Le glucose-1-phosphate formé à la suite de la décomposition phosphorolytique du glycogène est converti par le glucose-6-phosphate sous l'action de la phosphoglucomutase. Pour effectuer cette réaction, une forme phosphorylée de phosphoglucomutase, sa forme active, qui est formée, comme indiqué, en présence de glucose-1,6-bisphosphate.

La formation de glucose libre à partir de glucose-6-phosphate dans le foie se produit sous l'influence de la glucose-6-phosphatase. Cette enzyme catalyse le clivage du phosphate hydrolytique:

Les flèches grasses indiquent le chemin de désintégration, mince - le chemin de la synthèse. Les nombres indiquent les enzymes: 1 - phosphorylase; 2 - la fos-myoglucomutase; La 3-glucose-6-phosphatase; 4 - hexokinase (glucokinase); La 5-gluco-zo-1-phosphate uridyltransférase; 6 - glyco-synthase.

Notez que le glucose phosphorylé, contrairement au glucose non normalisé, ne peut pas facilement diffuser à partir des cellules. Le foie contient l'enzyme hydrolytique glucose-6-phosphatase, qui permet de libérer rapidement le glucose de cet organe. Dans les tissus musculaires, la glucose-6-phosphatase est pratiquement absente.

Sur la fig. 10.2 reflètent des idées sur les modes de décomposition et de synthèse du glycogène dans le foie.

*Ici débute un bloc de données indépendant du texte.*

PR #6947, opened 2024-07-17
Refactor trace.validate_schema and add type annotations to trace and nongrid_trace

rdimaio:
Part of #6588

### DIFF
--- a/lib/rucio/core/trace.py
+++ b/lib/rucio/core/trace.py
@@ -349,8 +349,9 @@ def validate_schema(obj):
         if obj and 'eventType' in obj:
             event_type = SCHEMAS.get(obj['eventType'].lower())
             if not event_type:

On peut considérer que le maintien de la constance de la concentration de glucose dans le sang résulte du flux simultané de deux processus: l’entrée du glucose dans le sang par le foie et sa consommation dans le sang par les tissus, où il est utilisé principalement comme substance énergétique.

Dans les tissus (y compris le foie), le glucose se décompose de deux manières principales: anaérobie (en l'absence d'oxygène) et aérobie, pour la mise en oeuvre desquels de l'oxygène est nécessaire.